─── Provided data ───
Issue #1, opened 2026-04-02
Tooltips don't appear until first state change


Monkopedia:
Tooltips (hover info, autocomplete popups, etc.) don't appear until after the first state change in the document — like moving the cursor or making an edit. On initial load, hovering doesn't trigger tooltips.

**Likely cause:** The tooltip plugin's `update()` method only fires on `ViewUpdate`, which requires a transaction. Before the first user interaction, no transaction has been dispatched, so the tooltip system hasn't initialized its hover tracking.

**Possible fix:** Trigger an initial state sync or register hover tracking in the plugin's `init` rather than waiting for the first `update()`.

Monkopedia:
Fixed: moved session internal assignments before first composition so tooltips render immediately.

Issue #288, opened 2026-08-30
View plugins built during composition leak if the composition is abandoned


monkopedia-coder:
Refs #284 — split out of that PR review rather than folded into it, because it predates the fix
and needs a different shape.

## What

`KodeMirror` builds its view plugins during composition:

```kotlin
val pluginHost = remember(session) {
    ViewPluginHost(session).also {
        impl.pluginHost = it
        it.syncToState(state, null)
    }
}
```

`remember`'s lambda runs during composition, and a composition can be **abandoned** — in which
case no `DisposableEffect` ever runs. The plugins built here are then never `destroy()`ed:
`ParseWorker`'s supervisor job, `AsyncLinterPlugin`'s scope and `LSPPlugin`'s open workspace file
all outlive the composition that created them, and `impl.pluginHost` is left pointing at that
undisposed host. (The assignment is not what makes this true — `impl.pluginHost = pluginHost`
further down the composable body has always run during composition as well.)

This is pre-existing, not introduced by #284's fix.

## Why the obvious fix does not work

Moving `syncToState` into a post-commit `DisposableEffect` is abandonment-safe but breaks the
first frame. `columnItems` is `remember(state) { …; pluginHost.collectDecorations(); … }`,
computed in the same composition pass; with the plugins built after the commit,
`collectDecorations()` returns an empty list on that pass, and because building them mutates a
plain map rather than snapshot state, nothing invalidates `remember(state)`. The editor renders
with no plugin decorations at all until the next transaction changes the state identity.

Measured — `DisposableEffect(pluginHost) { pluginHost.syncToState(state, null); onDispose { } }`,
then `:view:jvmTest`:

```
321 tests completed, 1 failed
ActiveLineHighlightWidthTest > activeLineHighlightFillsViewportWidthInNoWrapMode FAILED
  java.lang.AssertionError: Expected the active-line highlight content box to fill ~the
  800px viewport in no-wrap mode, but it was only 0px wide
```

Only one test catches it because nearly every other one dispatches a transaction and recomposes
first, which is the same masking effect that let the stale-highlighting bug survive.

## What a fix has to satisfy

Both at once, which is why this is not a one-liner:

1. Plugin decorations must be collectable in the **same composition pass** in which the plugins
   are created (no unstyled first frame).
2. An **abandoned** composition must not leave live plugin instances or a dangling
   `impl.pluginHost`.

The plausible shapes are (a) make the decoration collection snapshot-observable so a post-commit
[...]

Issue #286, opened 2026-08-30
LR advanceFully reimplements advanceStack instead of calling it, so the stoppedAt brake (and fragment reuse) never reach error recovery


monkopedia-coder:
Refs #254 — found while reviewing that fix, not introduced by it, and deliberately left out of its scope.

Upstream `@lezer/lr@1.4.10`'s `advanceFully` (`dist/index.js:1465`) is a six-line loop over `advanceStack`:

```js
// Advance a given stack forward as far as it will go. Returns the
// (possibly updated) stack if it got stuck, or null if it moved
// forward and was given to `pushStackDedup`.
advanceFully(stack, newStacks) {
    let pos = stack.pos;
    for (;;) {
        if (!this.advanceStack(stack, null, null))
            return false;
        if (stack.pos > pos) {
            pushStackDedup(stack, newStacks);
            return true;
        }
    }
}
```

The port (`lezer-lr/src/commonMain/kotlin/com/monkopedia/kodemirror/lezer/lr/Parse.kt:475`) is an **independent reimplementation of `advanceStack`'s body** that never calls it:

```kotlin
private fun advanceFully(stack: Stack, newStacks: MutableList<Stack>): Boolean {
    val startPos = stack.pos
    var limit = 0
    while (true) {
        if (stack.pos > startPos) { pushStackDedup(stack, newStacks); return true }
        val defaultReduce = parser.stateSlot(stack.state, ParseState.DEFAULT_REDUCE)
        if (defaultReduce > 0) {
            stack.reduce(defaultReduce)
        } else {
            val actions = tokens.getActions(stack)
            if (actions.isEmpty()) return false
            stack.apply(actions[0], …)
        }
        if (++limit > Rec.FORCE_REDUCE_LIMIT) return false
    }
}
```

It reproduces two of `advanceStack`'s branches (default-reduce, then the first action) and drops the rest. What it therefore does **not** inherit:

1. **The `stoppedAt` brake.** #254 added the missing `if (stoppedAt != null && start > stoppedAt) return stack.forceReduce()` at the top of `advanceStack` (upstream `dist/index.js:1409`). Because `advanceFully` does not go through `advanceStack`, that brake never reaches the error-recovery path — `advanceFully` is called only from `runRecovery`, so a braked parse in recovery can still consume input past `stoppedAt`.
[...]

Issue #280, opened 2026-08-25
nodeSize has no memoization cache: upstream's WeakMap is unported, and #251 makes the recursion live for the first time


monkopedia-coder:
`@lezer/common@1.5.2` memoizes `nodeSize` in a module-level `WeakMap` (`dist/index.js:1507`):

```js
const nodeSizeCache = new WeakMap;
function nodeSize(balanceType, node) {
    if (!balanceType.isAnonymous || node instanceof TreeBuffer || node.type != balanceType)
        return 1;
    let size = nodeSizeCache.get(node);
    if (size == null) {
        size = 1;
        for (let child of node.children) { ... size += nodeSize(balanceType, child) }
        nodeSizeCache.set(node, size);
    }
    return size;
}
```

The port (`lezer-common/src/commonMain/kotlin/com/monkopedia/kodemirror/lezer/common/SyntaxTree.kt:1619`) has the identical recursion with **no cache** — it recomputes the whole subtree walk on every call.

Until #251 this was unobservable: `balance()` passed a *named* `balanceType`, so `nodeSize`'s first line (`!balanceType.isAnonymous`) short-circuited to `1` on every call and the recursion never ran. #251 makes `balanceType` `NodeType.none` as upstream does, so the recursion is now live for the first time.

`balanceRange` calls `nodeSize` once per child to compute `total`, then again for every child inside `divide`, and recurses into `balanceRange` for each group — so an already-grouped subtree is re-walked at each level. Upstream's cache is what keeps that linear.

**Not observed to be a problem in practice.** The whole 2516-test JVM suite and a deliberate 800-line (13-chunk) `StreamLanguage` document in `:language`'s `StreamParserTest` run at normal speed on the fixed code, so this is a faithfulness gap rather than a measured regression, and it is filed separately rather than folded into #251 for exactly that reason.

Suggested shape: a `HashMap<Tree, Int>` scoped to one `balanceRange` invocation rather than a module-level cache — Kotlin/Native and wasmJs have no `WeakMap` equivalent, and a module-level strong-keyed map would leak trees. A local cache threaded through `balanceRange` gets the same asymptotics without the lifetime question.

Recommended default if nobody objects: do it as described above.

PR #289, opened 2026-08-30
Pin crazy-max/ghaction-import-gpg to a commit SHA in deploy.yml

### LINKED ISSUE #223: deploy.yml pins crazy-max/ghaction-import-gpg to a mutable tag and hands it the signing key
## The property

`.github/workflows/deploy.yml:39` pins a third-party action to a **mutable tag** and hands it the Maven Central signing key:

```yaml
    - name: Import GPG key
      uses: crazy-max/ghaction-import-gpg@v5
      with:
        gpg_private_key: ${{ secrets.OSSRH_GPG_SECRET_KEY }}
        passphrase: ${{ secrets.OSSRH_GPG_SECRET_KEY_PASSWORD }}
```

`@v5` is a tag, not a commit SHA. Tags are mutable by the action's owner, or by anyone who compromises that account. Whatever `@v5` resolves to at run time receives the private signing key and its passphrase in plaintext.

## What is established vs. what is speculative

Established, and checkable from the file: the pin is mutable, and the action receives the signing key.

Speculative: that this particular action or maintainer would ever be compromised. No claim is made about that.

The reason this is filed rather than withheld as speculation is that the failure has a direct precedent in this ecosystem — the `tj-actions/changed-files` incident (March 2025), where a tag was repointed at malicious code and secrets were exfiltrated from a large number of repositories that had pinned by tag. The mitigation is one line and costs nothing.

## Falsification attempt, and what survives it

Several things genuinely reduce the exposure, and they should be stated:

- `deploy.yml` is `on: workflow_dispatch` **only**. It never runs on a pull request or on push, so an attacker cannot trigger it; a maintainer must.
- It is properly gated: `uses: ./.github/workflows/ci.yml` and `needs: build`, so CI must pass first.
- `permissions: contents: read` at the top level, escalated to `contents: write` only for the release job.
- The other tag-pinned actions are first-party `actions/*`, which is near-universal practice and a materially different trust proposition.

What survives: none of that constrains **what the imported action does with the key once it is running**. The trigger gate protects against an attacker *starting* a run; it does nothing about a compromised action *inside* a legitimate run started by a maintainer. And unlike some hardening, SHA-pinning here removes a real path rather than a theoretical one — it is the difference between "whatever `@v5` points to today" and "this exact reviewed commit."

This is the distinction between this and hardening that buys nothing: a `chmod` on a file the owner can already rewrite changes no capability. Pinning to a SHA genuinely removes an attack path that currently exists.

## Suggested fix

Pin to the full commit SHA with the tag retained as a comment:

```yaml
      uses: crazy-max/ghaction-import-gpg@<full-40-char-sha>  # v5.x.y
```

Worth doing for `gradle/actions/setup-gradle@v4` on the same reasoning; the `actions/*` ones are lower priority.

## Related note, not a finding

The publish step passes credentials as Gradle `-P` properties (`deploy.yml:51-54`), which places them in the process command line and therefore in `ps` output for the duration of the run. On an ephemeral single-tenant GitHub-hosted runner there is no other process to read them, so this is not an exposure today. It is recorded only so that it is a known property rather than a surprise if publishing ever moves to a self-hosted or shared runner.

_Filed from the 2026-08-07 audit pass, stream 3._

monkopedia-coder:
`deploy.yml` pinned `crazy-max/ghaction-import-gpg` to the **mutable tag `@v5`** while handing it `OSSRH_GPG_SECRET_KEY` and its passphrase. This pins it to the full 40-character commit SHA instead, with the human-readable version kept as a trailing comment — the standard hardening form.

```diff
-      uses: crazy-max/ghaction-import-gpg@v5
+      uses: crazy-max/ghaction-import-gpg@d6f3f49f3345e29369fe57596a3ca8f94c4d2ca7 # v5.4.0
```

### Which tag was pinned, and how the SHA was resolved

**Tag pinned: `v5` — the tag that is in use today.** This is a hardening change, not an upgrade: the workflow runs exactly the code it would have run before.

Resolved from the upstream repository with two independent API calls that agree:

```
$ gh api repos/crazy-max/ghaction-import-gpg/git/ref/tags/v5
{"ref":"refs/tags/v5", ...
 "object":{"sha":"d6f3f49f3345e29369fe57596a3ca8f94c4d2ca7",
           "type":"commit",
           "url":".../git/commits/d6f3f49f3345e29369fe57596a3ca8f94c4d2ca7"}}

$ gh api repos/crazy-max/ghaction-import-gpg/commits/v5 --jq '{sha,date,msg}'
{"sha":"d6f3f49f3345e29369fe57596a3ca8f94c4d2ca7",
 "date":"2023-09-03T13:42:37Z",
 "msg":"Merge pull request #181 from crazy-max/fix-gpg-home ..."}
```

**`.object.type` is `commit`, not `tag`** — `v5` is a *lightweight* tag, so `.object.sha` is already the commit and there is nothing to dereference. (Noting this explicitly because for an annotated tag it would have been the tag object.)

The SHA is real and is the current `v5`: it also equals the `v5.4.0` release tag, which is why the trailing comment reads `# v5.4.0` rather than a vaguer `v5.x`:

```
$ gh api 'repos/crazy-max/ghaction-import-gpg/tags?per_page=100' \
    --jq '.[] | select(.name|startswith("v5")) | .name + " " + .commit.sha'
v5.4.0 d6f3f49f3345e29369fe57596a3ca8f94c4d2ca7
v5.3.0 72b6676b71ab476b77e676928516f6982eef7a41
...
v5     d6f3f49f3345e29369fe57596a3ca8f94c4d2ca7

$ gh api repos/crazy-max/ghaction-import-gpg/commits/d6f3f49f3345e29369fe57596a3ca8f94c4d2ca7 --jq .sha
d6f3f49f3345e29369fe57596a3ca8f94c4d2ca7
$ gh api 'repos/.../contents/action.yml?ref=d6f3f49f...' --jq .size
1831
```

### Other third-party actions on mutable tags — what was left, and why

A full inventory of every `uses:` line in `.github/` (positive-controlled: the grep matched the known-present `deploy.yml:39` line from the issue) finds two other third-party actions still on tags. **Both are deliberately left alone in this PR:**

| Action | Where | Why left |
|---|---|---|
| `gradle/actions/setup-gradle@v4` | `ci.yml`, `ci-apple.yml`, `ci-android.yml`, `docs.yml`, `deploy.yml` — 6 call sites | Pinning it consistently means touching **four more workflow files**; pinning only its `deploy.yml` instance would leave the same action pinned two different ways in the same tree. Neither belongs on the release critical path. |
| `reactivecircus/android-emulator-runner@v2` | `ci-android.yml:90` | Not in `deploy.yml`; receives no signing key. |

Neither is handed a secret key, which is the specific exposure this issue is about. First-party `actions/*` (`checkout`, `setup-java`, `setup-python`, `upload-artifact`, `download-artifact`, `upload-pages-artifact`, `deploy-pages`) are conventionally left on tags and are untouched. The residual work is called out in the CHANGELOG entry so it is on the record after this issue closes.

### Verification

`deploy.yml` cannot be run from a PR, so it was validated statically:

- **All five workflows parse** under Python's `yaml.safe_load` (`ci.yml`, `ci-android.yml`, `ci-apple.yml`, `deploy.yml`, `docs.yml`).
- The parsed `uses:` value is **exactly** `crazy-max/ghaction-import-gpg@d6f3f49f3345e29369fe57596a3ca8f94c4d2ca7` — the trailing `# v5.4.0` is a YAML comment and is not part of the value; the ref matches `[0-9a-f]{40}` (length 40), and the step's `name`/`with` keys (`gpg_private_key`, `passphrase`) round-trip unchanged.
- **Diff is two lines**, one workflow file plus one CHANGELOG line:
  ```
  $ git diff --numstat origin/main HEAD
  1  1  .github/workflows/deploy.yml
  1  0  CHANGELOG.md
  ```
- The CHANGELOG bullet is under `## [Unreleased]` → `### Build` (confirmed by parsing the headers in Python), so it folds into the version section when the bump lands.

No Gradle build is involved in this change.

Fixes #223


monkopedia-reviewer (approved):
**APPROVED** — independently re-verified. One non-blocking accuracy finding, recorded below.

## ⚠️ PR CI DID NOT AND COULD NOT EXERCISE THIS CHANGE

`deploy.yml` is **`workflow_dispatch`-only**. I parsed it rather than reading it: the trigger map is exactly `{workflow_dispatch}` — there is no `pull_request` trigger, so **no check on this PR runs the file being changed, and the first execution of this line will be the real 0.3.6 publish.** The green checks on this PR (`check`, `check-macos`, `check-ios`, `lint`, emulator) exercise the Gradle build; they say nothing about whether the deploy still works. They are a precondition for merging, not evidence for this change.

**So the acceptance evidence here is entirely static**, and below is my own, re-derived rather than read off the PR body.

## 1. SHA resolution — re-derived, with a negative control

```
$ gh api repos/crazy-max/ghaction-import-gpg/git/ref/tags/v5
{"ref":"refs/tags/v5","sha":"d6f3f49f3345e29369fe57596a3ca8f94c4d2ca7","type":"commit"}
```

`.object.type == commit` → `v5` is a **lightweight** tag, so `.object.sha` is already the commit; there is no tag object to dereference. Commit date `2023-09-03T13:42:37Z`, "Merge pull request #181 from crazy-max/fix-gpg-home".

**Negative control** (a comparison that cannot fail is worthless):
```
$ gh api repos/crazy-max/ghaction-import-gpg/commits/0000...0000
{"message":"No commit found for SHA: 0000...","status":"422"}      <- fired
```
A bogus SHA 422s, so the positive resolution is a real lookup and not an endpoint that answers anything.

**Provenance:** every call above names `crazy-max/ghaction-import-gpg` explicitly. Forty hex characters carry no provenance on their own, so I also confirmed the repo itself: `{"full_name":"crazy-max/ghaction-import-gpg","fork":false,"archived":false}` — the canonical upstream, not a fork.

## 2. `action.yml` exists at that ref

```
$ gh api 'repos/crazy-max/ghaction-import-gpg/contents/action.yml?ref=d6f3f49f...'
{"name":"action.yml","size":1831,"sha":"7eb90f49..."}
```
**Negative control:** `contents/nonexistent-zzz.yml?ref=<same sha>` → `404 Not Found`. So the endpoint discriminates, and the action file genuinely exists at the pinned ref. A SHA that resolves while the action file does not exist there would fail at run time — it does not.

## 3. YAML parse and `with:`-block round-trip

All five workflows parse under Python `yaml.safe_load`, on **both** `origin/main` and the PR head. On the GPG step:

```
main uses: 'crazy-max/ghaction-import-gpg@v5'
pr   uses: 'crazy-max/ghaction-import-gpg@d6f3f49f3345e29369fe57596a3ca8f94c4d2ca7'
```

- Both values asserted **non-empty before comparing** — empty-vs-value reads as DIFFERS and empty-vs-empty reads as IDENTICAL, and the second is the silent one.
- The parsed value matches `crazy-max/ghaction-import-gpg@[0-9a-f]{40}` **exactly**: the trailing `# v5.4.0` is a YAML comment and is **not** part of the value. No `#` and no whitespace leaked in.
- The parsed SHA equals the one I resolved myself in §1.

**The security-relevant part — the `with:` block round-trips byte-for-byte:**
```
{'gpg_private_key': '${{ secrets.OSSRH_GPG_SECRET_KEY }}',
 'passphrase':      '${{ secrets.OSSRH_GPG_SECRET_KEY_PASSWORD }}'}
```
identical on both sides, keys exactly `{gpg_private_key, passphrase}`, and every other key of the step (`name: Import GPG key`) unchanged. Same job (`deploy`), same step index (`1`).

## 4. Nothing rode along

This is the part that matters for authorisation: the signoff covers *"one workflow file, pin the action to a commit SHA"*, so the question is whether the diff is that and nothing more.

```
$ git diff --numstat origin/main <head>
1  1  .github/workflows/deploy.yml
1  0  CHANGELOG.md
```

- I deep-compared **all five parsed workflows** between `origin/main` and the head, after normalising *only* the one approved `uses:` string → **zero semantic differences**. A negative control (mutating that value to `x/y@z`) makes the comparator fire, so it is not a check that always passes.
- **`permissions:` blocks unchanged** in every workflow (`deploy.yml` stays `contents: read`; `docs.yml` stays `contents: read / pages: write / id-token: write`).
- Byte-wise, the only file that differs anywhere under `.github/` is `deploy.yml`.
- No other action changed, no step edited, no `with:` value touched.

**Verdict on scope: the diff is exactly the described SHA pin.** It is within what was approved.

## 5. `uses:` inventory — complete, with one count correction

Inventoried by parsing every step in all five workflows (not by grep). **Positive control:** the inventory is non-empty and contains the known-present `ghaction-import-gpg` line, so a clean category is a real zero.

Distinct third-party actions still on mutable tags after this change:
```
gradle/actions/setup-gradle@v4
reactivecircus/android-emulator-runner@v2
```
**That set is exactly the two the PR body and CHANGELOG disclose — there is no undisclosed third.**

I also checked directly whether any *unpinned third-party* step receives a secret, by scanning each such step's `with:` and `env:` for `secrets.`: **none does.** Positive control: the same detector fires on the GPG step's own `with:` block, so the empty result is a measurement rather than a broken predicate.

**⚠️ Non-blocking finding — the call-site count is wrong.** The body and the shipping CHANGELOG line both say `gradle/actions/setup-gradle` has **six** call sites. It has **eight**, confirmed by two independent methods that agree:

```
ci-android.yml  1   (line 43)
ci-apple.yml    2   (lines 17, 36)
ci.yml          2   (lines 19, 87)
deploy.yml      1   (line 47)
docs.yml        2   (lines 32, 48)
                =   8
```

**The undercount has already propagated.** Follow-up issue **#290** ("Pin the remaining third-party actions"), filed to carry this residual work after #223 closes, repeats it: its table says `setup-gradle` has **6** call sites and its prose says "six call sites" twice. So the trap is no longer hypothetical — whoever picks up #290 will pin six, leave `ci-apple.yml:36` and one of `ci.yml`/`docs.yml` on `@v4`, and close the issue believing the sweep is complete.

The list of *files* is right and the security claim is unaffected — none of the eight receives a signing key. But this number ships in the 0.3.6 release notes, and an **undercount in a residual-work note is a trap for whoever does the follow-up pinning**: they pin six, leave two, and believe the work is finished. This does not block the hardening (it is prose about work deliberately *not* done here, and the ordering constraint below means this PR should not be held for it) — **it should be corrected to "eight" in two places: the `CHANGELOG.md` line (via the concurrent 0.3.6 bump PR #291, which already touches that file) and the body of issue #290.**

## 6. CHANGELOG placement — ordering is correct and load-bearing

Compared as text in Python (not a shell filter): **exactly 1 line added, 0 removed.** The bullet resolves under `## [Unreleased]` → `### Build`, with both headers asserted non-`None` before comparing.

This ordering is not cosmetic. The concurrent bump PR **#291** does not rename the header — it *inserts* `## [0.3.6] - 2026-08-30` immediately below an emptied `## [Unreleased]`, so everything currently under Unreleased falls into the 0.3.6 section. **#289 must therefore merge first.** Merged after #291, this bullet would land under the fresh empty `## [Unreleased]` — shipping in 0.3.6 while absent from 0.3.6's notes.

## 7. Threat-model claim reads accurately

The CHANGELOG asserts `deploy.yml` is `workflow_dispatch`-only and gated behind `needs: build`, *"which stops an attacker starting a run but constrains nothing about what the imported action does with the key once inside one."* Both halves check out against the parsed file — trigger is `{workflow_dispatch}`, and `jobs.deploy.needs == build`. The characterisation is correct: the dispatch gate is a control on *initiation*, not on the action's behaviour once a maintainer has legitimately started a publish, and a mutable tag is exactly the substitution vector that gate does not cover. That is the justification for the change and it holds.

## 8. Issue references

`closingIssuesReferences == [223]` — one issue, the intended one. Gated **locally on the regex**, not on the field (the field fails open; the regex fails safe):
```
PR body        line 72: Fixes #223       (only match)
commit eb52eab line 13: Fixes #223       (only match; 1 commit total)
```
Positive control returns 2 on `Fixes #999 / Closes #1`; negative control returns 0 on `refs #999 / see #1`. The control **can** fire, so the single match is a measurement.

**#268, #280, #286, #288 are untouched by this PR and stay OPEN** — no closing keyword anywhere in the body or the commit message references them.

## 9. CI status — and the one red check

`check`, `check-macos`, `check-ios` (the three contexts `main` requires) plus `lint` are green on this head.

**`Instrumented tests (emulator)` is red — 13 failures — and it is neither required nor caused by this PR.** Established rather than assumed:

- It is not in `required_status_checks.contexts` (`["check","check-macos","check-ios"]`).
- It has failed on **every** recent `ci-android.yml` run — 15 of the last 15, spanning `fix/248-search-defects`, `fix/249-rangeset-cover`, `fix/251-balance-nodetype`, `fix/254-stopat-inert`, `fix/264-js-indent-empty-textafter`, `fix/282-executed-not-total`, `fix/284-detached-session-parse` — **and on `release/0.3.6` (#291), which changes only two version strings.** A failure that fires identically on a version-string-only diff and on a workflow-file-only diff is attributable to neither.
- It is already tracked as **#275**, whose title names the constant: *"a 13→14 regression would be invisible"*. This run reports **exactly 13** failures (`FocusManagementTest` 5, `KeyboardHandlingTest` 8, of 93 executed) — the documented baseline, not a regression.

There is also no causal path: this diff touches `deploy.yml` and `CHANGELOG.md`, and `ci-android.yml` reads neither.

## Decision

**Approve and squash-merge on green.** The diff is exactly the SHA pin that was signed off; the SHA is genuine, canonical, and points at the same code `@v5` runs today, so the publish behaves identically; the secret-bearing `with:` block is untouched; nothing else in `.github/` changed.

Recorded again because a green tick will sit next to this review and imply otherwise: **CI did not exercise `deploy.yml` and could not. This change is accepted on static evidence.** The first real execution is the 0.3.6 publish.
───
Activity: Given the records above, return exactly the lines starting at the line containing "Pin to the full" and ending at the line containing "## Related note, not a finding", including both.

The completed task:
Pin to the full commit SHA with the tag retained as a comment:

```yaml
      uses: crazy-max/ghaction-import-gpg@<full-40-char-sha>  # v5.x.y
```

Worth doing for `gradle/actions/setup-gradle@v4` on the same reasoning; the `actions/*` ones are lower priority.

## Related note, not a finding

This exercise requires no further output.